Don Smolenski

Philadelphia Eagles
- Title: President

Personal information
- Born: Pittsford, New York, U.S.

Career information
- College: Amherst College and University of Hartford

Career history
- International Hockey League (1994–1998) Chief financial officer; Philadelphia Eagles (1998–present) Chief financial officer (1998–2000); Senior vice president/chief financial officer (2001–2009); Chief operating officer (2010–2011); President (2012–present); ;

Awards and highlights
- 2× Super Bowl champion (LII, LIX);

= Don Smolenski =

American sports executive

Don Smolenski is an American businessman who is the team president of the Philadelphia Eagles of the National Football League (NFL). He joined the franchise in 1998 as their chief financial officer before being promoted to his current role in 2012.
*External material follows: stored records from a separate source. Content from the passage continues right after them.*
PR #2410, opened 2023-08-11
 LLVMBindings.lean & llvm.cpp updates for Linkage

hargoniX:
Peeled from https://github.com/leanprover/lean4/pull/2340.

This splits the easy to review review `LLVMBindings.lean` from the second patch that edits the CI, build system, and EmitLLVM.

### DIFF
--- a/src/Lean/Compiler/IR/LLVMBindings.lean
+++ b/src/Lean/Compiler/IR/LLVMBindings.lean
@@ -73,6 +73,12 @@ structure Value (ctx : Context) where
   private mk :: ptr : USize
 instance : Nonempty (Value ctx) := ⟨{ ptr := default }⟩
 
+/-- Check if the value is a null pointer. --/
+def Value.isNull (v : Value ctx) : Bool := v.ptr == 0
+
+@[extern "lean_llvm_get_value_name2"]
+opaque Value.getName {ctx : Context} (value : Value ctx) : BaseIO String
+
 @[extern "lean_llvm_initialize_target_info"]
 opaque llvmInitializeTargetInfo : BaseIO (Unit)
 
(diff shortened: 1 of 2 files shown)


src/util/shell.cpp
```diff
@@ -752,13 +752,6 @@ extern "C" LEAN_EXPORT int lean_main(int argc, char ** argv) {
             out.close();
         }
 
-        // target triple is only used by the LLVM backend. Save users
-        // a great deal of pain by erroring out if they misuse flags.
-        if (target_triple && !llvm_output) {
-            std::cerr << "ERROR: '--target' must be used with '--bc' to enable LLVM backend. Quitting code generation.\n";
-            return 1;
-        }
```
Kha, line 760: Can you explain/recap the motivation for this change? We're not forwarding `--target` to `lean` right now, are we?

hargoniX: We did notice that not doing this does trigger the warning in test runs, e.g. here: https://github.com/leanprover/lean4/actions/runs/5789866313/job/15691817010 so it does seem that it gets forwarded?

Kha: Yes because it's reintroduced on that branch: https://github.com/leanprover/lean4/compare/master...bollu:lean4:kha-llvm-stage2-build#diff-0d112c28beff241f98979d3807483fed193e94d8e0e9db9df7d2f5bd878a6cb8R42-R43

src/Lean/Compiler/IR/LLVMBindings.lean
```diff
@@ -316,6 +337,50 @@ def DLLStorageClass.export  : DLLStorageClass := { val := 2 }
...
+/-- Like Private, but linker removes. -/
+def Linkage.linkerPrivate : Linkage := { val := 15 }
+/-- Like LinkerPrivate, but is weak. -/
+def Linkage.linkerPrivateWeak : Linkage := { val := 16 }
+
+
+@[extern "lean_llvm_set_linkage"]
+opaque setLinkage {ctx : Context} (value : Value ctx) (linkage : Linkage) : BaseIO Unit
+
+
```
Kha, line 382: Please be mindful of extraneous whitespace

Kha:
We shouldn't need the stage 0 update here, should we? There is no semantic change.

hargoniX:
So we only ever want the update-stage0 in the PR that introduces the other LLVM changes then I guess?

Kha:
Only where in fact necessary, yes :)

==Early life and education==
Smolenski grew up in Pittsford, New York. He attended Amherst College and Hartford University.

==Career==
In 1994, he was hired as the CFO of the International Hockey League.

===Philadelphia Eagles===
In 1998, he joined the Philadelphia Eagles of the National Football League (NFL). Smolenski served with the Eagles as their CFO from 1998 to 2009, then as their chief operating officer from 2010 to 2011 before being promoted to team president. He was part of the team that won the Super Bowl in 2017 and 2024.